=== Section Start ===

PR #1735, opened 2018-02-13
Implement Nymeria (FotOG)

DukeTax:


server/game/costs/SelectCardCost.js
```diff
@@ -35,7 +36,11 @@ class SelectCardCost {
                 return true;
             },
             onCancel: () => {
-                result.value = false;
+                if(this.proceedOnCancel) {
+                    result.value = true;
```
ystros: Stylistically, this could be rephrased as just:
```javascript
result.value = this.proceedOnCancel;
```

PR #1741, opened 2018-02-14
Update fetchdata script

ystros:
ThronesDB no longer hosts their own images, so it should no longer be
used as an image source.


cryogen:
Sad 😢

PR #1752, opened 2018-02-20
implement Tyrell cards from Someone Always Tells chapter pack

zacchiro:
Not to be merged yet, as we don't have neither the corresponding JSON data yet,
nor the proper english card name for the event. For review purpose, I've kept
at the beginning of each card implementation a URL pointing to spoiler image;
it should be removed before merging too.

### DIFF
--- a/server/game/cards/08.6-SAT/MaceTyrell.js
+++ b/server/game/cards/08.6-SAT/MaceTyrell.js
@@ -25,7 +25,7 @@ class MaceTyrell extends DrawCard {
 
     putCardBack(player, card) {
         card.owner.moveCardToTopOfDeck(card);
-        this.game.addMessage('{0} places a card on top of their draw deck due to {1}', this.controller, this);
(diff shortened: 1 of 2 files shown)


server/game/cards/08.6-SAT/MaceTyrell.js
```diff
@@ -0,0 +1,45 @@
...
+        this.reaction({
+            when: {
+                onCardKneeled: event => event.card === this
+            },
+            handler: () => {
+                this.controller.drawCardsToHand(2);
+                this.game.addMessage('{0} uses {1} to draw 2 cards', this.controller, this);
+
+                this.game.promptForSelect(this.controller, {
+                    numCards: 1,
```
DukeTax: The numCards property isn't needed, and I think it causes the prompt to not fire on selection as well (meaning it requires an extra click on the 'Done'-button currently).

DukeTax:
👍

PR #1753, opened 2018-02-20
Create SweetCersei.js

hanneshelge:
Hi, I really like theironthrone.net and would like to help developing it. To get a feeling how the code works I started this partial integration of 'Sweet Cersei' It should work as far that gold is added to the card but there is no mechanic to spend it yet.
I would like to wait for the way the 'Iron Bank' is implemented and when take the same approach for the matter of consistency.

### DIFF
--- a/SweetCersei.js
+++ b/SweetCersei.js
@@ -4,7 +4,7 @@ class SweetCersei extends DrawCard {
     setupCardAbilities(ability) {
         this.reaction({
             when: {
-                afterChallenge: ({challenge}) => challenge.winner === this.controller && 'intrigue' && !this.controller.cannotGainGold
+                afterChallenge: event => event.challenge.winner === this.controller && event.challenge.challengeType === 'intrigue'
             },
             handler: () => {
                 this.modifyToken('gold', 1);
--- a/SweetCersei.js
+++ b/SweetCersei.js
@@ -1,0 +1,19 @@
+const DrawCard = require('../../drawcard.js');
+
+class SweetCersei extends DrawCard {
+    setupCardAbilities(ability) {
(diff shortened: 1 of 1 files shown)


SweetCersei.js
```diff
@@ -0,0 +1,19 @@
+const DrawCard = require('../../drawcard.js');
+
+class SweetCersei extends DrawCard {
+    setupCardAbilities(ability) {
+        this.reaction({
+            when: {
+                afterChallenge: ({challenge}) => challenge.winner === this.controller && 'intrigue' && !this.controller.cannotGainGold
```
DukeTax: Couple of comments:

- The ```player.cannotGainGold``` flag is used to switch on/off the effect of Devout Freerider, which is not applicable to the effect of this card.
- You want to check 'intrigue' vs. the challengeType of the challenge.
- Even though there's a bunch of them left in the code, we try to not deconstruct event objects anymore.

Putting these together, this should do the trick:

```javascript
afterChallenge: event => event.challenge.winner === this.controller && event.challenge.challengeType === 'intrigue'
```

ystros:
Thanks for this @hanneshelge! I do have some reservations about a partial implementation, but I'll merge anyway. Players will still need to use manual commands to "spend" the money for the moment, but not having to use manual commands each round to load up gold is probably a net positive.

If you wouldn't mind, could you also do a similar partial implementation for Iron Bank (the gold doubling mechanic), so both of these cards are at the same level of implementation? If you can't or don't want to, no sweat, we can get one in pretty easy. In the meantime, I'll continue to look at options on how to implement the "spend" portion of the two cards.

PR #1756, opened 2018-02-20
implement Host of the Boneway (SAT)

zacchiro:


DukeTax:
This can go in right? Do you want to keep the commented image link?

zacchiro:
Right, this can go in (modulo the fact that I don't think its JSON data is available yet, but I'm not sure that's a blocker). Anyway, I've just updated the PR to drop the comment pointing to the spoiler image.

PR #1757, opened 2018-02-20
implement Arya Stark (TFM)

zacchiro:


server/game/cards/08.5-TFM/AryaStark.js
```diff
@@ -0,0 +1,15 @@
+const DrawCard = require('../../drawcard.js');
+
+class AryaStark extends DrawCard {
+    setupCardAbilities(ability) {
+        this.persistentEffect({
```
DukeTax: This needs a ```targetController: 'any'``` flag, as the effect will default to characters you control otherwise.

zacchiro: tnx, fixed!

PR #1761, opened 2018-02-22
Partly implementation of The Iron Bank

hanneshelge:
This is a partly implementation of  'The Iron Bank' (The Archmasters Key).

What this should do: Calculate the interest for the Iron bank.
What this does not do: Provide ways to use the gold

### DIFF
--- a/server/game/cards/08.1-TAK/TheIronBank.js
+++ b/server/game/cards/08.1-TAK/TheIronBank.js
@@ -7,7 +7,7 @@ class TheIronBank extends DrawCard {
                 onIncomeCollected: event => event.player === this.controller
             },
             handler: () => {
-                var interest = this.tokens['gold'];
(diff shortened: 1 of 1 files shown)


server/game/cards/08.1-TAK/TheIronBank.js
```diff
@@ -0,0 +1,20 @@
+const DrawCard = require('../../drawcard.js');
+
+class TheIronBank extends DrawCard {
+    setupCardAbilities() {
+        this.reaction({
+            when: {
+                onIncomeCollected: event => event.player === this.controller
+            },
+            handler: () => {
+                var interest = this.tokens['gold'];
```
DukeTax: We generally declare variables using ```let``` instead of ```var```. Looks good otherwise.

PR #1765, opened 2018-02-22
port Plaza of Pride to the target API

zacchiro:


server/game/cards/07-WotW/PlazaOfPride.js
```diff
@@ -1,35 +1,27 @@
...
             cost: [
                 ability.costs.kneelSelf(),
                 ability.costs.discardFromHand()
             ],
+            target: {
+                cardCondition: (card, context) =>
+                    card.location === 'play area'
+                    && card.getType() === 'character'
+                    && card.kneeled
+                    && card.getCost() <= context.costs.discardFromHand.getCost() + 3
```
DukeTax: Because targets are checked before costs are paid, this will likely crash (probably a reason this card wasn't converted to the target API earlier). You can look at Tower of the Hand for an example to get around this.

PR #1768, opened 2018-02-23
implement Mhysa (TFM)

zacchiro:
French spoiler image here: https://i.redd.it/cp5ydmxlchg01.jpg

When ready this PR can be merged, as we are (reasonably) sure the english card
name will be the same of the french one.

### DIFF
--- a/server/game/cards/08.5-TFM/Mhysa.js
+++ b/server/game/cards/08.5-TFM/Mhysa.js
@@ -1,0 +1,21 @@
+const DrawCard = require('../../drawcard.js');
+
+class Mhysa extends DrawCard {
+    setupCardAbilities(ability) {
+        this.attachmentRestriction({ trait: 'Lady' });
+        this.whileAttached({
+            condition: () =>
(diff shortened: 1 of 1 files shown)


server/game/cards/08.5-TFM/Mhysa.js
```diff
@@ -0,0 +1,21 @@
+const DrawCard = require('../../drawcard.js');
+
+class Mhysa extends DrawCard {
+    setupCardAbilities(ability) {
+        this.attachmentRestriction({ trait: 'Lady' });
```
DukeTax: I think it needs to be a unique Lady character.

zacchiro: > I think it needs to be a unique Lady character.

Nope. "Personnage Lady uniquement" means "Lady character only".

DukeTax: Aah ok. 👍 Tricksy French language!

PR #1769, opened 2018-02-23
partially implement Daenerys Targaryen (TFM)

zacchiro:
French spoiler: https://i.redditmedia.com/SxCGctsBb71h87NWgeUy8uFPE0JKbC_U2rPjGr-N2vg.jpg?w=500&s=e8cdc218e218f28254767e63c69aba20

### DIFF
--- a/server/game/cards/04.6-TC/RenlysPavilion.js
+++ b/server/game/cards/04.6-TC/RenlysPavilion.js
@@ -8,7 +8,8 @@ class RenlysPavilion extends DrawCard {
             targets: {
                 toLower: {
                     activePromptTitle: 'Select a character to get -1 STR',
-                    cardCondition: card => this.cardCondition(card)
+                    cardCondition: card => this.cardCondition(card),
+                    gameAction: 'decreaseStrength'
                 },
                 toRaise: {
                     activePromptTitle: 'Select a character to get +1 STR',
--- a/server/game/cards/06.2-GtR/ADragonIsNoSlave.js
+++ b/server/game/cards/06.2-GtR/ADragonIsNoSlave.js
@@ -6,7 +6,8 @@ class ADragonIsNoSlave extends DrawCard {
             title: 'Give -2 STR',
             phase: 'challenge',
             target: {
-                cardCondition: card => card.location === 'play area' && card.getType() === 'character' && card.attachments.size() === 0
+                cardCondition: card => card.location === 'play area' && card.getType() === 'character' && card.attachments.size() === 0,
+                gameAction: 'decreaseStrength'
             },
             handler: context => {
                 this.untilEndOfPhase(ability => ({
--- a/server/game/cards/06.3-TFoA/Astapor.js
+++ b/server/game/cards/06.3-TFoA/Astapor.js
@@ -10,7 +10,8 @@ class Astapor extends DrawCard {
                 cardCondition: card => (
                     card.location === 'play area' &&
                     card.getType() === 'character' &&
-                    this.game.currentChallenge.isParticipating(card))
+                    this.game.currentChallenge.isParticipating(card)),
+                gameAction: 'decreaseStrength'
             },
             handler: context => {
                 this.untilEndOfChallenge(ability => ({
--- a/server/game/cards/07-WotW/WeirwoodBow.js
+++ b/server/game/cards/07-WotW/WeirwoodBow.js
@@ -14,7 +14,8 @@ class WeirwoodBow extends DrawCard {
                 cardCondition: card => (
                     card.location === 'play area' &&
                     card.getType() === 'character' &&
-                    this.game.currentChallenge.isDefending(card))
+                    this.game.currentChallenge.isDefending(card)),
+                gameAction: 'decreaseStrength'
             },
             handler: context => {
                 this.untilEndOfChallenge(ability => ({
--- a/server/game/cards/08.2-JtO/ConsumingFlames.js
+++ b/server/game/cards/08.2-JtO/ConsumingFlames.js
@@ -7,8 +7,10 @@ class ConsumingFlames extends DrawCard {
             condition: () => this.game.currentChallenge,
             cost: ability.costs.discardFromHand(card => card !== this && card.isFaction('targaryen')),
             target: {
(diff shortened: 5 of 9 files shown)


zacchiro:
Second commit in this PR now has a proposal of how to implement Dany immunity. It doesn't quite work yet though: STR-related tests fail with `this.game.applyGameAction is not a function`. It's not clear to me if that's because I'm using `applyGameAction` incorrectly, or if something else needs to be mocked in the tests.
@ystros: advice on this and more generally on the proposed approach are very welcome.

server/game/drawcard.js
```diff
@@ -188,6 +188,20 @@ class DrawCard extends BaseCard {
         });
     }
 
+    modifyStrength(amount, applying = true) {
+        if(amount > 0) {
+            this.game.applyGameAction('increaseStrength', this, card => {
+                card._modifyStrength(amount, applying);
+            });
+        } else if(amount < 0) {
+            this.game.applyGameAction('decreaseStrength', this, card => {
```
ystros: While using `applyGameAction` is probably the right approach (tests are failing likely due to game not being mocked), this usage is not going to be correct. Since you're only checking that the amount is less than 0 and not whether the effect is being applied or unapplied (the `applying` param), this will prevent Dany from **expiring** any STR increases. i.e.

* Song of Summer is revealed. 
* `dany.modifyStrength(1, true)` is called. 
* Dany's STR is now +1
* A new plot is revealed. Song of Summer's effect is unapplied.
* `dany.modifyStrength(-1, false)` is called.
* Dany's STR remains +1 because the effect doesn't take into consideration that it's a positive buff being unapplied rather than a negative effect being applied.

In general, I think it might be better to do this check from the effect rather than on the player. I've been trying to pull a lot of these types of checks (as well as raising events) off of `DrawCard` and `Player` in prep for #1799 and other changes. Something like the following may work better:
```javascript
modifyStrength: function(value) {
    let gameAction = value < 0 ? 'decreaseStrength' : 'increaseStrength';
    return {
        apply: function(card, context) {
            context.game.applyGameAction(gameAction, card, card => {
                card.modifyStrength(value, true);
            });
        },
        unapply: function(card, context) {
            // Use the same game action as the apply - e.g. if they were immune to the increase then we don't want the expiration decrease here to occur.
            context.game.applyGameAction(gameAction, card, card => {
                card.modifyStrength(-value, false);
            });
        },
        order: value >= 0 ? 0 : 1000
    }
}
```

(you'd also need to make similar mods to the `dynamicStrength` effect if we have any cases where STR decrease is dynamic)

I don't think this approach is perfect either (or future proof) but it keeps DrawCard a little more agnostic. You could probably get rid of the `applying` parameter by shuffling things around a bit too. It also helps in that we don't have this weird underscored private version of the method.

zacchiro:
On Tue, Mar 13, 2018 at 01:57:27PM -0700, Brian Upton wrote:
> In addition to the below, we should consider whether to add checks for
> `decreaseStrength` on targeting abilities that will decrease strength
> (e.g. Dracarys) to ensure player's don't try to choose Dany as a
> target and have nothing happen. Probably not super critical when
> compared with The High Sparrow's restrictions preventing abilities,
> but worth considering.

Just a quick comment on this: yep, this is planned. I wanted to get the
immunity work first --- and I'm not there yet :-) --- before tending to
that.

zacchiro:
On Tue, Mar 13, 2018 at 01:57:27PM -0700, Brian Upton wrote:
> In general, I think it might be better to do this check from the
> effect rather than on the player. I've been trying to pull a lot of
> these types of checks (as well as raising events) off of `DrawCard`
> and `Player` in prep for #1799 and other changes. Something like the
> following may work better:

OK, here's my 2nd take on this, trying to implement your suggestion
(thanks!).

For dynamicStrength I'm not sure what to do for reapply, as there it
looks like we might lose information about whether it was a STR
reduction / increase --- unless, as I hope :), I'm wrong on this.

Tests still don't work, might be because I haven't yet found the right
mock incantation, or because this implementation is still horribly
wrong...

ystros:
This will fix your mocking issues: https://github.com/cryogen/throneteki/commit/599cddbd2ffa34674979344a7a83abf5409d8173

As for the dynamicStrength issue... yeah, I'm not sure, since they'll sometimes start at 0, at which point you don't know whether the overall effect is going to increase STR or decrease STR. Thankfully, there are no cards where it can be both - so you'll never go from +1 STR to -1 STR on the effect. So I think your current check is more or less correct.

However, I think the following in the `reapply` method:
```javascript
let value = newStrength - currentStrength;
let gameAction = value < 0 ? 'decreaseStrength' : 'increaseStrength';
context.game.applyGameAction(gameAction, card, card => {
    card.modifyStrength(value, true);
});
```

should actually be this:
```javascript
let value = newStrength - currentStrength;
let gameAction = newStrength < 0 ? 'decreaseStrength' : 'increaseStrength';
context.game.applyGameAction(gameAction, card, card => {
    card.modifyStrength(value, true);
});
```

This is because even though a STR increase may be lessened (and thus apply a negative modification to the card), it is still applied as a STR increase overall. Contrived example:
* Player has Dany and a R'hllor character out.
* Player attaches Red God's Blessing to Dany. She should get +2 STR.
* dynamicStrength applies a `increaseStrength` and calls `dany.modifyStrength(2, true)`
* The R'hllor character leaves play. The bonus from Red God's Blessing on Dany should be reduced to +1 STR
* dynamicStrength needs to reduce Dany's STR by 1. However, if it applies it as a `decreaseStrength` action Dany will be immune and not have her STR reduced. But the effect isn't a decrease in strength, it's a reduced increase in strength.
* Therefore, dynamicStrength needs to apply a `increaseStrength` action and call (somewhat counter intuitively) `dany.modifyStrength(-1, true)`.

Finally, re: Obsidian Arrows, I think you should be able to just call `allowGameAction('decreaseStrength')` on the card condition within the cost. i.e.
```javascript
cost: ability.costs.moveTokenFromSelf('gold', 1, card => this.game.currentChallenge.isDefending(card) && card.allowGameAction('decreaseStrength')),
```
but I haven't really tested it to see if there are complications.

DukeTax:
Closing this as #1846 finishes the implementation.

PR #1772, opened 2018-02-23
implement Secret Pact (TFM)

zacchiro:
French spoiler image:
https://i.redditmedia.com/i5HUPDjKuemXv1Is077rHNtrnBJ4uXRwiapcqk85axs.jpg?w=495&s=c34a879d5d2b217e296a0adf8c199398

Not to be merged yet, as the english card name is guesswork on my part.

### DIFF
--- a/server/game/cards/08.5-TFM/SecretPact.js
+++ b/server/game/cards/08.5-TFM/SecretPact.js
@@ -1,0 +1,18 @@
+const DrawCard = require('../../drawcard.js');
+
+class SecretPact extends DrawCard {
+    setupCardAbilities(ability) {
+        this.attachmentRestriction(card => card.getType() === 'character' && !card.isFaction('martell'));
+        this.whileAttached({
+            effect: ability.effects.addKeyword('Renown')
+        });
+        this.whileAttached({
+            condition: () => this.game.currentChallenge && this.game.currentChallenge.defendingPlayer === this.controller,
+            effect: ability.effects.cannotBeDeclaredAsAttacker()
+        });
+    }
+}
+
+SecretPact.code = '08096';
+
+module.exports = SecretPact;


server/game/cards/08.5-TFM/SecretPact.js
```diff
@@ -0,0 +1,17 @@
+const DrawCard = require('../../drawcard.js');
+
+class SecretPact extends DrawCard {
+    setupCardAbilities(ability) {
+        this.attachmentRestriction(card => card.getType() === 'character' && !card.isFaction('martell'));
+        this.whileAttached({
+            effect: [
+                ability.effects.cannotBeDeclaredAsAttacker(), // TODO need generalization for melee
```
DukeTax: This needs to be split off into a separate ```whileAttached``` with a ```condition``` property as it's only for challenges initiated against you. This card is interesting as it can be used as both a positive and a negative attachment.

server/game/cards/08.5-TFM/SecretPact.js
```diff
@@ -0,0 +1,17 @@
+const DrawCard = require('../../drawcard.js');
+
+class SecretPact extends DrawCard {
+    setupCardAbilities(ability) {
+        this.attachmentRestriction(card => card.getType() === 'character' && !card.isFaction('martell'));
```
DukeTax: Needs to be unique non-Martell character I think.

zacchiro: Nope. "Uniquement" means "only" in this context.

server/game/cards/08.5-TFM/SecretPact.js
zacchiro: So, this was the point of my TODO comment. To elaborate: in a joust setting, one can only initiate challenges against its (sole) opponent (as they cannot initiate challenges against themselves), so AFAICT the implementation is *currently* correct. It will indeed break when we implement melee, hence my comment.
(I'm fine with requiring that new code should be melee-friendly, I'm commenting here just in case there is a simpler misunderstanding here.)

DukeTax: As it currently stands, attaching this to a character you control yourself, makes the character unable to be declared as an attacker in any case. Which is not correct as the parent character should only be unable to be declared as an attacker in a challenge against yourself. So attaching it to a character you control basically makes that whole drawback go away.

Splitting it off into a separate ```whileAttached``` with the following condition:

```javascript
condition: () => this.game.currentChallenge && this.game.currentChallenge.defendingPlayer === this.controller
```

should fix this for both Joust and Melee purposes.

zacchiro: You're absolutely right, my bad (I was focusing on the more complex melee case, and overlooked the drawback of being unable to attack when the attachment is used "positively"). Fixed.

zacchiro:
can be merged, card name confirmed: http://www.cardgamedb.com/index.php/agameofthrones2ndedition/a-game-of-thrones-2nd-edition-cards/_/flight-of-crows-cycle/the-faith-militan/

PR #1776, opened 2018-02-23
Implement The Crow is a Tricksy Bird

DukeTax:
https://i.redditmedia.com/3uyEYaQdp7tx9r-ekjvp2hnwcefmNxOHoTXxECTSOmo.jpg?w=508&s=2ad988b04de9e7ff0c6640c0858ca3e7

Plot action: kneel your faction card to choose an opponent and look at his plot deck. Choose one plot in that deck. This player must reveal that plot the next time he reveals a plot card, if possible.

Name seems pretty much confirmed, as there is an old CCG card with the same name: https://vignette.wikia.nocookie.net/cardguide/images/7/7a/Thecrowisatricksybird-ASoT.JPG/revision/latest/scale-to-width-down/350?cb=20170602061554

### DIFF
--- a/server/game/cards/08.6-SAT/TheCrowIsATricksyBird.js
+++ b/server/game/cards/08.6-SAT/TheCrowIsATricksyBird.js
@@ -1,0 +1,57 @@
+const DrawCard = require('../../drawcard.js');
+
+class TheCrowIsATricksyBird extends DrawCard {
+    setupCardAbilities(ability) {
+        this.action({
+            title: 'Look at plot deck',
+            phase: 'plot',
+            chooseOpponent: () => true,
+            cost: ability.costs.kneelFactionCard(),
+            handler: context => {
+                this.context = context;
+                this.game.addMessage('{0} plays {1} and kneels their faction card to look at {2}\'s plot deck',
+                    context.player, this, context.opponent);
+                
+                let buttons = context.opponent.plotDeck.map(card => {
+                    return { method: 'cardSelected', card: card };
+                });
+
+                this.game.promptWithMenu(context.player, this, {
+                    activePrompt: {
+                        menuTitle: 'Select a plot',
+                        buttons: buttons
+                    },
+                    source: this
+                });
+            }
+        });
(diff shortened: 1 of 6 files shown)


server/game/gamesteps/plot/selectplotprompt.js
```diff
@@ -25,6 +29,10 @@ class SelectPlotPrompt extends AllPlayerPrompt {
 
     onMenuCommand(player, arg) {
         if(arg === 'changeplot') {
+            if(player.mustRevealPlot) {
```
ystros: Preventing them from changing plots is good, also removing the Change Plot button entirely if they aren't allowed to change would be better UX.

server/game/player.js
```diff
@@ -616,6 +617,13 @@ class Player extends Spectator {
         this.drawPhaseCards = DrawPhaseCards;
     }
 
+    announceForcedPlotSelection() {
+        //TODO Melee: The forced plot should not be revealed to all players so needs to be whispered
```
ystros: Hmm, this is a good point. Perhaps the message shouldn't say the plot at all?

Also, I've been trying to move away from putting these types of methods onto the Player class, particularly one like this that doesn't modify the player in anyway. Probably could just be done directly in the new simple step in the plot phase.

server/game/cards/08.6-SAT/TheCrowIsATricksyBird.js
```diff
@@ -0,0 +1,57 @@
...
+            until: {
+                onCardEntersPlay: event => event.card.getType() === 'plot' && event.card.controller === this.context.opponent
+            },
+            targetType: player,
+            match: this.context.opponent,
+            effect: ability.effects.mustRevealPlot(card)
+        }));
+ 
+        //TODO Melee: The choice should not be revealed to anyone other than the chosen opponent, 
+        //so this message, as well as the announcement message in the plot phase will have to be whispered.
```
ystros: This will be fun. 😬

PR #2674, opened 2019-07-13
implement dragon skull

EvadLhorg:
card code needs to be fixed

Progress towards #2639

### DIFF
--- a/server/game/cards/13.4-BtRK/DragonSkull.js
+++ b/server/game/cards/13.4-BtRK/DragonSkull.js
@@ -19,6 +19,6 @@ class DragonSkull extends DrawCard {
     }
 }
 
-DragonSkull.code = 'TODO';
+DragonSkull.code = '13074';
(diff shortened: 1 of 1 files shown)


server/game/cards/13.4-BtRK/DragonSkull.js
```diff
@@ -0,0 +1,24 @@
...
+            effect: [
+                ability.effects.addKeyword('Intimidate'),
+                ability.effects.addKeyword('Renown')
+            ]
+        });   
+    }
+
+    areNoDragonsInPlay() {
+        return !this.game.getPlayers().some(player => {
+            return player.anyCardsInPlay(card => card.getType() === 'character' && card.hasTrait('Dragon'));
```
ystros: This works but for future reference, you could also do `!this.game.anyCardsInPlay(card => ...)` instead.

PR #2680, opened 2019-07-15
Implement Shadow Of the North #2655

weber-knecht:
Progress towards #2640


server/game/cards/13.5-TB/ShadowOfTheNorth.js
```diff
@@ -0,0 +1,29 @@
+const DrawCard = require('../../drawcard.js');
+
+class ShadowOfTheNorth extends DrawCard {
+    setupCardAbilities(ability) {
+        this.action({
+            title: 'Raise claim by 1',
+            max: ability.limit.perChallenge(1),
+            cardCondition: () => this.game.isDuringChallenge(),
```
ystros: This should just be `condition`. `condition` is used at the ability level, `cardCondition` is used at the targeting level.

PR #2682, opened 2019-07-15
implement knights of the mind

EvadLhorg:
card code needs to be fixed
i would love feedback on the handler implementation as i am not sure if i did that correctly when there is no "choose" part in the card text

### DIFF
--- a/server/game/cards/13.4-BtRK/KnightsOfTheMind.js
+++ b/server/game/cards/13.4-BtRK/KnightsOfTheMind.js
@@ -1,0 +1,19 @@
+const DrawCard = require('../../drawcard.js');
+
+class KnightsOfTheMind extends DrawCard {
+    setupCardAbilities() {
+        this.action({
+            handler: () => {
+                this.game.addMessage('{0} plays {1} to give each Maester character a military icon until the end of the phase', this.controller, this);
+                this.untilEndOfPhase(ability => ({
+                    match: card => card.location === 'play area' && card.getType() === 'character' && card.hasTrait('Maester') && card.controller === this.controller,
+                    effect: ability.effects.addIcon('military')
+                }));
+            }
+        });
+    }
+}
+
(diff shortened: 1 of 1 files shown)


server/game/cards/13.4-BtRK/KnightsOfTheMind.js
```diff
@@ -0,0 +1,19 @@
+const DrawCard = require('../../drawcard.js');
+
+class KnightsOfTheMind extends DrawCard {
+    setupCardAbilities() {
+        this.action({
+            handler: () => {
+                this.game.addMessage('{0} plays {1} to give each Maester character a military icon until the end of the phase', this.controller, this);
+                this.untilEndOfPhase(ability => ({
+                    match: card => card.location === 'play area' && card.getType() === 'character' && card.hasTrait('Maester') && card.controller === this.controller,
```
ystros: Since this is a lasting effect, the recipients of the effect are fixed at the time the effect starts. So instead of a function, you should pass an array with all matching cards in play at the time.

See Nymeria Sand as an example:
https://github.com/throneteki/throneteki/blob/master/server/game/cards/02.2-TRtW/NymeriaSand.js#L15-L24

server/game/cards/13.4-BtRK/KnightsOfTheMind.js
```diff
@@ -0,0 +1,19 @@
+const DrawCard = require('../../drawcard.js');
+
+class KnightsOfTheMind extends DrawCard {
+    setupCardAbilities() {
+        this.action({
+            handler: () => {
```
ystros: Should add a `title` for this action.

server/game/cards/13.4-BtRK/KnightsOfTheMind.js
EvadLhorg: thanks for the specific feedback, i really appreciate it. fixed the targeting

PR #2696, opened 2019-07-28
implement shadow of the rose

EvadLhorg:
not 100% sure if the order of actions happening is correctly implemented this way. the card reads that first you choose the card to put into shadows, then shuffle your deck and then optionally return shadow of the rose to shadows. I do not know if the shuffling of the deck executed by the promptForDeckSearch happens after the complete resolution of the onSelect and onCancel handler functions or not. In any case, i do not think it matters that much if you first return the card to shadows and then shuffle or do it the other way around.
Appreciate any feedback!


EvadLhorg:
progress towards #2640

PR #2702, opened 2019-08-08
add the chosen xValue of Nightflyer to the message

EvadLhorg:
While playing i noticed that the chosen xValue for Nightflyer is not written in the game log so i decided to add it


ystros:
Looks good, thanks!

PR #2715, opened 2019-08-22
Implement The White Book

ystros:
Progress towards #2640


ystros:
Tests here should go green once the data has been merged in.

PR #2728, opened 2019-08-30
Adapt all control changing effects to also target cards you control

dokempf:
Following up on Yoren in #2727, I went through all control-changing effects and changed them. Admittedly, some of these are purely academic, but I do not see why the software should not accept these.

=== Section End ===

# [Aim of the task]
Lines from the top of the entries above to the line that contains "PR #1752, opened 2018-02-20" should be set down exactly, please, with both ends kept and nothing added.

# [Completed exercise]
PR #1735, opened 2018-02-13
Implement Nymeria (FotOG)

DukeTax:


server/game/costs/SelectCardCost.js
```diff
@@ -35,7 +36,11 @@ class SelectCardCost {
                 return true;
             },
             onCancel: () => {
-                result.value = false;
+                if(this.proceedOnCancel) {
+                    result.value = true;
```
ystros: Stylistically, this could be rephrased as just:
```javascript
result.value = this.proceedOnCancel;
```

PR #1741, opened 2018-02-14
Update fetchdata script

ystros:
ThronesDB no longer hosts their own images, so it should no longer be
used as an image source.


cryogen:
Sad 😢

PR #1752, opened 2018-02-20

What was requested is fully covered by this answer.